Sering juga terlihat begitu bengis dari wajah dan narasi-narasi mereka, sehingga politik Indonesia tidak lagi disebut banal, tetapi juga binal, penuh dengan nafsu dan kadang begitu menjijikan. Politik yang sejarah awalnya di Yunani pun, bermula dari demokrasi ala Athenian yang santun dan suci, luhur dan mulia, dalam konteks pemikiran Aristoteles dan Plato, berubah menjadi kotor, degil dan menjijikan itu.
Pendapat sejumlah politikus, seperti politikus Italia Machiaveli, bahwa politik itu kotor dan bisa menghalalkan segala cara dan tidak perlu mempertimbangkan moral, mendapatkan penegasan sekaligus pembenaran di sini. Politikus yang berkepribadian binal penuh nafsu sulit dipercaya untuk membawa negara ini ke arah yang lebih baik. Karena berpolitik penuh nafsu akan mengarah kepada kerakusan dan keserakahan. Korupsi menjadi salah satu muara dari kerja orang-orang yang rakus.
Politikus yang penuh nafsu akan terus membangkitkan naluri primitif alamiah sebagai dasar perilaku sebagai homo sexus. Menyitir tulisan saya di Media Indonesia (2009), politikus primitif sebagai homo sexus memanfaatkan kekuasaan secara despotis. Politikus despotis adalah politikus yang tidak memertanggujawabkan perilaku politiknya secara moral dan keadabaan politik.
Politikus despotis adalah politikus yang non demokratis yang tidak kenal moral dan etika politik. Despotisme adalah musuh abadi demokrasi. Meskipun dia selalu membawa bendera demokrasi dan selalu menjual narasi atas nama demokrasi.

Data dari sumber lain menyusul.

Issue #1213, opened 2016-06-09
Only a few PDO attributes can be configured in propel.database.connections.default.attributes, in contrast to what is mentioned in docs


motin:
On http://propelorm.org/documentation/reference/configuration-file.html#attributes it says that all standard PDO attributes can be set as well as a Propel-specific attribute PropelPDO::PROPEL_ATTR_CACHE_PREPARES

It further mentions that attributes in the configuration file can be specified with or without the PDO:: (or PropelPDO::) constant prefix.

However, [PropelConfiguration.php restricts the the possible attributes to a few values (ATTR_EMULATE_PREPARES and ATTR_TIMEOUT)](https://github.com/propelorm/Propel2/blob/df9277744796c39c3f8dde8da57fb4304be18838/src/Propel/Common/Config/PropelConfiguration.php#L130-L131). Setting other attributes results in the following exception when for instance creating a migration (`vendor/bin/propel -vvv migration:create`):

```
  [Symfony\Component\Config\Definition\Exception\InvalidConfigurationException]
  Unrecognized options "ATTR_ERRMODE, PROPEL_ATTR_CACHE_PREPARES" under "propel.database.connections.default.attributes" 
```

Note that neither the PDO:: nor PropelPDO:: prefixes are allowed neither.

Either the docs should be updated or Propel should be configured to allow setting the mentioned attributes.

marcj:
Yeah probably we should not limit those children. @cristianoc72 do you have an idea how to solve that elegantly?

marcj:
Fixed via #1279.

Issue #1278, opened 2016-09-28
PDO::ATTR_PERSISTENT not recognized by config attributes


sleenen:
When adding 

'attributes' => [
    PDO::ATTR_PERSISTENT => true,
],

to connection settings, I get the following error:

[Symfony\Component\Config\Definition\Exception\InvalidConfigurationException]
  Unrecognized option "12" under "propel.database.connections.default.attributes"

The PropelConfiguration class only has ATTR_EMULATE_PREPARES has a valid child. 

Why are lots of the other PDO attributes not added? Is there a reason for this?

The options part does have a 'ATTR_PERSISTENT', but what does that actually do? Does that apply the PDO::ATTR_PERSISTENT => true ?

sleenen:
#1213 , hadn't seen that one, my bad.

marcj:
Fixed via #1279.

PR #1279, opened 2016-10-04
Compatibility of numeric and string keys

Userator:
Compatibility of numeric and string keys


Userator:
this pull request possibly fix #1213 #1278

PR #1286, opened 2016-10-17
[WIP][data-mapper]Naming strategy

cristianoc72:
Propel object-model classes come with a pletora of name properties: `name`, `phpName`, `tableName`, `columnName`, `camelCaseName`, etc.
All those classes, using object model, has the responsibility to correctly format those names.
With this PR we introduce a new naming strategy, simpler and more coherent.
This is a big refactor but it involves only Propel internals, not the api (except a little difference in the `schema.xml`).
## Innovations
1. Now we have only `name` and `sqlName` properties.
2. Accessor methods have the responsibility to correctly format the returning strings.
3. No more `phpName` into the `schema.xml`.
4. Introduce `sqlName` into the `schema.xml`.
### In details
- **name** property is the name of the object to use into the PHP code. It's _forced_ to _camelCase_. The name property of Entity objects is forced to _CamelCase_ (first letter capital).Eg.

``` xml
<!-- schema.xml -->
<entity name="my-entity">
    <field name="my-field"/>
</entity>
```

The name property of the Entity object will be `MyEntity`. 
The name property of the Field object will be `myField`.
- **sqlName** property is the name of the object to use into SQL statements. It's not forced to a predefined format, to avoid problems working with already existent databases.
  If it's not defined by the user, it's automatically set to the _underscore_ version of the `name` property. It can be set into the schema.xml file by using `sqlName` attribute.

``` xml
............. 
<field name="my-field" sqlName="MYFIELD"/>
```

The name property of the Field object will be `myField` and the sqlName property of the Field object will be `MYFIELD`.

``` xml
............. 
<field name="my-field" />
```

The name property of the Field object will be `myField` and the sqlName property of the Field object now is `my_field`.
- **accessors** Every model class (implementing `MappingModelInterface`) must have a `getName`
  and a `getSqlName` methods. Those methods return the correctly formatted strings (camelCase or underscore). In some cases, we can pass a boolean argument, to return a fully qualified name or a fully qualified sql name. 
- **phpName** attribute removed from `schema.xml`. The `name` property is almost the same as the old phpName.
- **sqlName** We introduce this attribute in `schema.xml` to define the name of a database element, when we work with an already existent database, or when the user whish to define his own naming strategy for database.
## Steps to go
- [x] Implement the new naming strategy
- [x] Enjoy no regression (except a couple of skipped or incomplete tests)
- [x] `Propel\Generator\Model` tests are green
- [x] `Propel\Generator\Platform` tests are green
- [x] Fix skipped or incomplete tests
## Future improvements

Think about a sort of abstraction, to let the user choose his own naming strategy. Maybe 
via configuration file.


marcj:
Good work! What if we not transform the `name` value, so we need no naming strategy and everybody can use what they want (I prefer camelCase, someone else underscore). I actually don't like to be forced to write now kebab-case. Also, when we have later annotations like in Doctrine we need to use the actual class property as name (same for the entity:name) and can not modify it.

cristianoc72:
Well, I can see your point and this strategy is too strict for me, too. Anyway, I think we should take a well defined decision. Let me explain better. 

Of course, Propel object model classes need two kind of names: a name representing the class and a name representing the real database element, mapped by the class.
Traditionally, Propel has a `name` property, taken directly from the xml schema, representing the database element, and a `phpName`, to be used in php code.
Into the *data-mapper* branch, the `name` property is considered to be the class name and, obviously, phpName was removed.
But this approch causes the failure of many test cases, working with schema:
```php
//Propel\Generator\Model\Database
$database = new Database();

//Propel\Generator\Model\Entity
$entity = new Entity('entity');
$database->addEntity($entity);

$entity1 = new Entity('entity');
$entity1->setSchema('bis');

//this fails
$database->addEntity($entity1);
```
This test case fails, because addEntity method checks if the added entity is already into the database, searching on the `name` property. But if this property represents the class, it can't distinguish from different schemas, so an exception is thrown because we have two entities with the same name.

I can see two solutions:
1. continue with the traditional naming and resume `phpName` property (I'm trying this way, now)
2. embrace this refactor

If we continue with this refactor, imho the `name` property should be forced to camelCase, because it should follow PSR-1 standard.

Of course, any other suggestion is wellcome! 😄

marcj:
Actually, it's ok that this test fails because you can not have two of the same entity class in a database but with different schemas. The ID of an entity is its php class name. Guess there's no need for a phpName attribute.

cristianoc72:
Ok. Let's sum up:

1. leave the `name` value as written into `schema.xml`
2. definitively remove phpName
3. given 1, we should transfor "dinamically" (via accessors or NamingTrait methods) the name of generated classes an properties to follow PSR-1, without save them into the `name` property.

If it's ok, I'm going to close this PR and restart from the last commit of  `data-mapper` branch.

marcj:
@cristianoc72 I would not transform stuff from field::name or relation::field. just use it as is, so people are free to name their classes however they want :)

marcj:
ok, I pushed my latest changes.

marcj:
screen shot 2016-11-11 at 14 41 16

only ~600 left :)

cristianoc72:
Great!! :clap:

marcj:
@cristianoc72 time to rebase 😁 we have only 100 errors left in agnostic test suite 🎉

cristianoc72:
Yeah!! Can't wait!! Next week I'm going to work again on Propel: I'ld like
to finish versionable behavior port. It's one of the most used behaviors
and new Propel version can't miss it!

Il 19/nov/2016 03:32, "Marc J. Schmidt" <notifications@github.com> ha
scritto:

marcj:
@cristianoc72 nice! Worked the whole day on it. 62 errors left for agnostic tests 👍  Btw, I fixed your Sortable issue with scope filtering by 'NULL' (as string, instead of null). Was actually my issue in the persister :)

Politikus despotis cocok hidup di Republik Drakula. Drakula adalah vampir penghisap darah yang merupakan tokoh fiksi ciptaan Bram Stoker dalam novelnya Drakula yang terbit 1897. Semasa hidupnya, Dikisahkan dalam novel itu, Drakula adalah seorang bangsawan yang berasal dari Rumania.

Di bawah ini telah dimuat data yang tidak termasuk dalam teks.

PR #1288, opened 2016-10-18
Static Code Analysis: minor code changes

kalessil:
- usage of elvis operator;
- usage of boolean casting instead of double negation;
- usage of prefix increment;
- removed unnecessary semicolons;
- usage of newer random API functions;
- usage of original functions instead of aliases;
- fixed array_push miss-usage;
- usage of type casting instead of functions;


marcj:
Thanks, but I don't think we are going to merge this.

kalessil:
No problems, thanks for the feedback.

PR #1292, opened 2016-11-05
removing leading space within the sqlite dsn

nickdietel:
the extra space was causing the below error when using an absolute path like /home/my.app.sq3
Unable to connect to the specific sql server: SQLSTATE[HY000] [14] unable to open database file


marcj:
Good catch, thanks!

nickdietel:
you're welcome ☺

PR #1293, opened 2016-11-07
Use DATETIME2 to allow high precision timestamps

jhaisley:
DATETIME timestamps are limited to 3 digit precision, where DATETTIME2 allows 7 digits. The timestampable behavior needs this precision. 

Example of types: 
datetime	2007-05-08 12:35:29.123
datetime2	2007-05-08 12:35:29. 1234567


MDT-FGI:
I can confirm that this change fixes the error. Merge suggested.

marcj:
Thanks!

PR #437, opened 2018-03-24
Parse _rels/.rels to get paths to package parts

### LINKED ISSUE #435: Be able to read sheets produced by the Los Angeles Police Department
https://source.opennews.org/articles/how-we-found-new-patterns-la-homeless-arrest/

I have a specimen now, thanks to @underthecurve.

The xlsx produced by LAPD is a very literal implementation of the example on pp65-66 of 5th edition of ECMA:

> Example: The following package represents the minimal conformant SpreadsheetML package as defined by ECMA-376

jennybc:
Fixes #435 Be able to read sheets produced by the Los Angeles Police Department

The xlsx produced by LAPD is a very literal implementation of the example on pp65-66 of 5th edition of ECMA:

> Example: The following package represents the minimal conformant SpreadsheetML package as defined by ECMA-376

I used this as motivation to make a major upgrade to how readxl parses the package structure. Basically, readxl previously did not parse it but, rather, assumed a very common default. And the LAPD sheets show that other structures are possible (Excel can open the LAPD files, btw). Now we can read LAPD sheets, while still being able to read all the other weird 3rd party sheets in our test collection 🤞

Singkatnya, bukankah begitu sadisnya apabila republik ini dihuni oleh drakula penghisap darah rakyat ? Kita yakin, Indonesia belum sampai pada tahap itu.
Lalu Apa?
Kita harapkan politikus kita di negeri ini segera kembali ke jalan politik yang penuh keadaban. Jalan politik keadaban adalah jalan politik yang penuh moral yang menghargai etika politik dan menghormati norma-norma dan kesantunan sebagai cermin masyarakat adab ketimuran. Sensivitas moral harus terus menerus ditumbuhkembangkan jangan ditanggalkan.
Politikus yang senantiasa berjalan dalam koridor moral dengan memiliki kepekaan etis yang mumpuni akan mengutamakan kepentingan rakyat di atas kepentingan pribadi, kelompok dan lainnya. Hanya kepentingan rakyatlah yang diperjuangkannya.
Kepada para politikus di negeri ini, catat, sejelek-jeleknya Anda-para politikus, rakyat masih tetap berharap adanya kerja baik Anda untuk menyejahterakannya. Jangan lagi Anda mendustai rakyat
Penulis adalah Analis Sosial-Politik.